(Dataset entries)
____________

PR #1316, opened 2017-12-13
Preserve non-missingness during non-inner joins

alyst:
Currently, if you do a few joins, most of the columns in your data frame become "missable" (`>: Missing`).
That's because so far `join` preserves non-missingness only for inner joins:
 * inner join doesn't introduce new missing values => non-missingness of columns from both left and right frames should be preserved.

This PR adds the other logical rules:
  * left join doesn't introduce new missing values in the left columns => non-missingness of the left frame should be preserved
  * right join doesn't introduce new missing values in the right columns => non-missingness of the right frame should be preserved
  * joins do not introduce missing values to the on-columns => non-missingness of the on columns should be preserved if both left-on and right-on columns are non-missing

The rules above are "type stable", so to say. I.e. they don't depend on the contents of the frames.
But I thought it also makes sense to introduce data-dependent rules (there's no performance penalty in checking them):
   * if all right rows have matching left rows (i.e. no missing values are introduced to the left columns) => non-missingness of the left columns is preserved
   * if all left rows have matching right rows (i.e. no missing values are introduced to the right columns) => non-missingness of the right columns is preserved

As a reasonable side effect of the rules implementation, when doing the right join, the eltype (and levels, for categorical arrays) of the right on-column has priority over the left on-column.

### DIFF
--- a/src/abstractdataframe/join.jl
+++ b/src/abstractdataframe/join.jl
@@ -85,25 +85,41 @@ function compose_joined_table(joiner::DataFrameJoiner, kind::Symbol,
     @assert nrow == length(all_orig_right_ixs) + loil
     ncleft = ncol(joiner.dfl)
     cols = Vector{Any}(ncleft + ncol(dfr_noon))
-    _similar = kind == :inner ? similar : similar_missing
+    # inner and left joins preserve non-missingness of the left frame
+    _similar_left = kind == :inner || kind == :left ? similar : similar_missing
     for (i, col) in enumerate(columns(joiner.dfl))
-        cols[i] = _similar(col, nrow)
+        cols[i] = _similar_left(col, nrow)
         copy!(cols[i], view(col, all_orig_left_ixs))
     end
+    # inner and right joins preserve non-missingness of the right frame
+    _similar_right = kind == :inner || kind == :right ? similar : similar_missing
     for (i, col) in enumerate(columns(dfr_noon))
-        cols[i+ncleft] = _similar(col, nrow)
+        cols[i+ncleft] = _similar_right(col, nrow)
         copy!(cols[i+ncleft], view(col, all_orig_right_ixs))
         permute!(cols[i+ncleft], right_perm)
     end
     res = DataFrame(cols, vcat(names(joiner.dfl), names(dfr_noon)))
 
     if length(rightonly_ixs.join) > 0
-        # some left rows are missings, so the values of the "on" columns
+        # some left rows are missing, so the values of the "on" columns
         # need to be taken from the right
         for (on_col_ix, on_col) in enumerate(joiner.left_on)
             # fix the result of the rightjoin by taking the nonmissing values from the right table
             offset = nrow - length(rightonly_ixs.orig) + 1
             copy!(res[on_col], offset, view(joiner.dfr_on[on_col_ix], rightonly_ixs.orig))
+        end
+    end
+    if kind ∈ (:right, :outer) && !isempty(rightonly_ixs.join)
+        # At this point on-columns of the result allow missing values, because
+        # right-only rows were filled with missing values when processing joiner.dfl
+        # However, when the right on-column (plus the left one for the outer join)
+        # does not allow missing values, the result should also disallow them.
+        for (on_col_ix, on_col) in enumerate(joiner.left_on)
+            LT = eltype(joiner.dfl_on[on_col_ix])
+            RT = eltype(joiner.dfr_on[on_col_ix])
+            if !(RT >: Missing) && (kind == :right || !(LT >: Missing))
+                res[on_col] = disallowmissing(res[on_col])
+            end
         end
     end
     return res
--- a/test/join.jl
+++ b/test/join.jl
@@ -186,17 +186,17 @@ module TestJoin
                                 fid = [1, 3, 5],
                                 fid_1 = [1, 3, missing])
         @test typeof.(l(on).columns) ==
-            [Vector{Union{T, Missing}} for T in (Int, Float64, Float64)]
+            [Vector{Int}, Vector{Float64}, Vector{Union{Float64, Missing}}]
         @test r(on) ≅ DataFrame(id = [1, 3, 0, 2, 4],
                                 fid = [1, 3, missing, missing, missing],
                                 fid_1 = [1, 3, 0, 2, 4])
         @test typeof.(r(on).columns) ==
-            [Vector{Union{T, Missing}} for T in (Int, Float64, Float64)]
+            [Vector{Int}, Vector{Union{Float64, Missing}}, Vector{Float64}]
         @test o(on) ≅ DataFrame(id = [1, 3, 5, 0, 2, 4],
                                 fid = [1, 3, 5, missing, missing, missing],
                                 fid_1 = [1, 3, missing, 0, 2, 4])
         @test typeof.(o(on).columns) ==
-            [Vector{Union{T, Missing}} for T in (Int, Float64, Float64)]
+            [Vector{Int}, Vector{Union{Float64, Missing}}, Vector{Union{Float64, Missing}}]
 
         on = :fid
         @test i(on) == DataFrame(Any[[1, 3], [1.0, 3.0], [1, 3]], [:id, :fid, :id_1])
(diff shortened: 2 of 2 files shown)


alyst:
Travis Mac CI stalled during Julia image download. other tests ok

test/join.jl
```diff
@@ -346,8 +343,8 @@ module TestJoin
         @test levels(join(B, A, on=:b, kind=:inner)[:b]) == ["a", "b", "c"]
         @test levels(join(A, B, on=:b, kind=:left)[:b]) == ["d", "c", "b", "a"]
         @test levels(join(B, A, on=:b, kind=:left)[:b]) == ["a", "b", "c"]
-        @test levels(join(A, B, on=:b, kind=:right)[:b]) == ["d", "c", "b", "a"]
-        @test levels(join(B, A, on=:b, kind=:right)[:b]) == ["a", "b", "d", "c"]
+        @test levels(join(A, B, on=:b, kind=:right)[:b]) == ["a", "b", "c"]
```
cjprybol: Do these changes here and below to Categorical levels adhere to the ordering requests made in https://github.com/JuliaData/DataFrames.jl/issues/1257? I don't see why restricting the auto promotion of columns should affect these

cjprybol:
Last time we considered this we voted against it because we were still using NullableArrays and we wanted to consistently interact with the columns using `get` and `f.()` dot-broadcasting, right? But now we're using the `Missings` approach and will interact with columns the same way whether they have missing data or not. And there will be downstream performance gains (at least in the near future) if we can avoid introducing the `Union{T, Missing}` and just keep `T`, so the extra work in `join` probably makes sense in many situations. Thanks for putting together this PR!

src/abstractdataframe/join.jl
```diff
@@ -85,27 +85,53 @@ function compose_joined_table(joiner::DataFrameJoiner, kind::Symbol,
     @assert nrow == length(all_orig_right_ixs) + loil
     ncleft = ncol(joiner.dfl)
     cols = Vector{Any}(ncleft + ncol(dfr_noon))
-    _similar = kind == :inner ? similar : similar_missing
+    # inner and left joins preserve non-missingness of the left frame
+    # it is also preserved if all right rows have left matches
+    _similar_left = kind == :inner || kind == :left || length(rightonly_ixs.join) == 0 ? similar : similar_missing
```
nalimilan: Since the condition is very long, better use `if ...; _similar_left = ...`

src/abstractdataframe/join.jl
```diff
@@ -85,27 +85,53 @@ function compose_joined_table(joiner::DataFrameJoiner, kind::Symbol,
...
     for (i, col) in enumerate(columns(joiner.dfl))
-        cols[i] = _similar(col, nrow)
-        copy!(cols[i], view(col, all_orig_left_ixs))
+        on_col_ix = findfirst(joiner.left_on, names(joiner.dfl)[i])
+        if on_col_ix > 0 && kind == :right
+            # if right join, construct the on-column
+            # using the right frame to preserve missingness and cat.levels
```
nalimilan: What's "cat.levels"?

src/abstractdataframe/join.jl
```diff
@@ -85,27 +85,53 @@ function compose_joined_table(joiner::DataFrameJoiner, kind::Symbol,
...
+            rcol = joiner.dfr_on[on_col_ix]
+            cols[i] = similar(rcol, nrow)
+            copy!(cols[i], view(rcol, all_orig_right_ixs))
+            permute!(cols[i], right_perm)
```
nalimilan: Isn't there an alternative solution which doesn't involve calling `permute!`? I'm concerned about the performance impact compared with the previous code which simply called `copy!`.

alyst: This is the case only for the right joins. Previously it was handled later in the code (`if length(rightonly_ixs) > 0` block).
Actually, now it should be faster, because we compose the resulting column using the right frame directly, instead of initializing it using the left frame and fixing it later.

src/abstractdataframe/join.jl
alyst: categorical levels :) I'll expand it

alyst:
> I'm not a fan of changing the returned type depending on the data. Apart from making the behavior hard to predict, it won't work with a fully type-stable variant of DataFrame that I've considered supporting as an alternative. Do you really think it's common to make a left/right join without any missing values? The point of these operations is that you expect some rows to be missing from the second table, or you can use an inner join instead.

The problem of the inner join is that it "swallows" the rows that do not have matches, and checking for that is more expensive (performance- and code size-wise) than the introduction of missing values and checking the resulting column type.
I'm also a little bit concerned about "type-instability". I was thinking whether we can introduce some switch to `join()` that specifies the missingness behaviour (don't have a good name for it ATM):
 * type-stable: no data-dependent rules
 * with data-dependent rules
 * strict: the original non-missingness is preserved, so if we are doing e.g. left join and some left rows have no matching right rows, but some right columns don't allow missing values, `join()` throws `MissingException` (so that's inner join with no "swallowed" rows allowed)

nalimilan:
> The problem of the inner join is that it "swallows" the rows that do not have matches, and checking for that is more expensive (performance- and code size-wise) than the introduction of missing values and checking the resulting column type.

It's not an issue if we use an `Array{Union{T, Missing}}` internally, as long as we take care of calling `disallowmissing` before returning it.

> I'm also a little bit concerned about "type-instability". I was thinking whether we can introduce some switch to join() that specifies the missingness behaviour (don't have a good name for it ATM):
> 
>     type-stable: no data-dependent rules
>     with data-dependent rules
>     strict: the original non-missingness is preserved, so if we are doing e.g. left join and some left rows have no matching right rows, but some right columns don't allow missing values, join() throws MissingException (so that's inner join with no "swallowed" rows allowed)

Given that we have `disallowmissing!`, I don't really see the advantage of providing a keyword argument to achieve the same result. And the "strict" case sounds unusual to me, as left/right joins are supposed to generate missing values anyway. I don't think any other software supports this kind of option, which could be confusing.

alyst:
> It's not an issue if we use an `Array{Union{T, Missing}}` internally, as long as we take care of calling `disallowmissing` before returning it.

I'm not sure I follow. By "internally" you mean within `join()`?
Or do you mean calling `disallowmissing()` *after* `join()` (from the user code)?
That's what I'm doing right now (after the left join) in my scripts to verify that each left row has right row match.
That's fine for the check (it requires just one right column), but if I want all non-missing right columns to stay non-missing, that's a few lines of dataschema-specific code.

> Given that we have `disallowmissing!`, I don't really see the advantage of providing a keyword argument to achieve the same result. 

See the usecase above, the keyword is equivalent to applying `disallowmissing` to all relevant columns (that were not of type `Union{T,Missing}` in the source frame and do not contain `missing` in the result).
I was thinking whether it could be implemented as a separate method, but it would require all 3 frames (left, right, result), so using it will look just like ugly join postprocessing.

> And the "strict" case sounds unusual to me, as left/right joins are supposed to generate missing values anyway. I don't think any other software supports this kind of option, which could be confusing.

In SQL you have "INSERT INTO tbl SELECT ...", which checks that the result of SELECT fits the constraints of "tbl".
In data frame world we don't have data schemas, so the `strict` option is just a poor man's replacement (the result fits the constraints imposed by the source frames).
But I agree it would be confusing. Actually, since it's just inner join + the check that each row has a match, an alternative is to provide it as a new join kind (`kind=:strict`).

alyst:
I've updated the commit removing the data-dependent rules.
It looks like there is consensus regarding the rest of the PR, so doesn't make sense to block it.
Data-dependent rules deserve a separate PR (I'll submit it as soon as this one is merged) and separate discussion.

alyst:
CI passes on 0.6

src/abstractdataframe/join.jl
```diff
@@ -85,27 +85,51 @@ function compose_joined_table(joiner::DataFrameJoiner, kind::Symbol,
...
-        # need to be taken from the right
+        # need to be taken from the right (unless already done when processing the left frame)
         for (on_col_ix, on_col) in enumerate(joiner.left_on)
             # fix the result of the rightjoin by taking the nonmissing values from the right table
             offset = nrow - length(rightonly_ixs.orig) + 1
             copy!(res[on_col], offset, view(joiner.dfr_on[on_col_ix], rightonly_ixs.orig))
         end
     end
+    if kind == :outer && !isempty(rightonly_ixs.join)
+        # some non-missing on-columns may have become missing
```
nalimilan: "missing column" can be confusing as it's not clear whether it's the column which might be missing. Better say something like "columns allowing for missing" even if it's a bit long.

src/abstractdataframe/join.jl
```diff
@@ -85,27 +85,51 @@ function compose_joined_table(joiner::DataFrameJoiner, kind::Symbol,
...
+        # when constructing res, because there are both left-only and right-only rows
+        for (on_col_ix, on_col) in enumerate(joiner.left_on)
+            LT = eltype(joiner.dfl_on[on_col_ix])
+            RT = eltype(joiner.dfr_on[on_col_ix])
+            if Missings.T(LT) === LT && Missings.T(RT) === RT
```
nalimilan: Couldn't this just be `!(LT >: Missing || RT >: Missing)`? That's more explicit IMHO. It could also be worth adding a special case for `Any` columns, for which there's no point in calling `disallowmissing` since it won't have any effect.

test/join.jl
nalimilan: Why does this change? The docstring for `join` gives guarantees about the levels, so either it wasn't correct before or it might need to be updated.

src/abstractdataframe/join.jl
alyst: I did it this way because `Any >: Missing`. But you're right, in this context we don't need to fix `Any` columns. Will fix.

nalimilan: But `Missings.T(Any) === Any` too.

src/abstractdataframe/join.jl
alyst: Will fix. In the long run would be nice to have a term for it (even the ugly internal one, which would be used in cases like this).

test/join.jl
alyst: In this PR the types and categorical levels of the right on-columns have priority over the left ones.
I think it's a logical thing. Also it's easier to implement.
So I can either patch the PR to the previous behaviour or update the docstring.

src/abstractdataframe/join.jl
alyst: Exactly, so the code would have called `disallowmissing`, which is wrong.
Since `!(Any >: Missing || T >: Missing) === false`, it would not be called.

test/join.jl
nalimilan: As long as it's not too hard to implement, I'd choose the rule which is the simplest to explain in the docstring, which is a good indication that it's easy to understand. IIUC, the new behavior you propose is to give priority to the left column, except for `kind=:right`? I'm not too fan of exceptions, even if I see the justification.

alyst: I've reverted to the old category levels ordering.

src/abstractdataframe/join.jl
alyst: I've added a testset for joins with Any eltypes.

alyst:
squashed, in case you want to merge it preserving the commits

____________

• _Problem description_:
Filter the records down to the lines containing the word "like", and copy those.

• _Output below_:
I was thinking whether it could be implemented as a separate method, but it would require all 3 frames (left, right, result), so using it will look just like ugly join postprocessing.
It looks like there is consensus regarding the rest of the PR, so doesn't make sense to block it.
nalimilan: "missing column" can be confusing as it's not clear whether it's the column which might be missing. Better say something like "columns allowing for missing" even if it's a bit long.
alyst: Will fix. In the long run would be nice to have a term for it (even the ugly internal one, which would be used in cases like this).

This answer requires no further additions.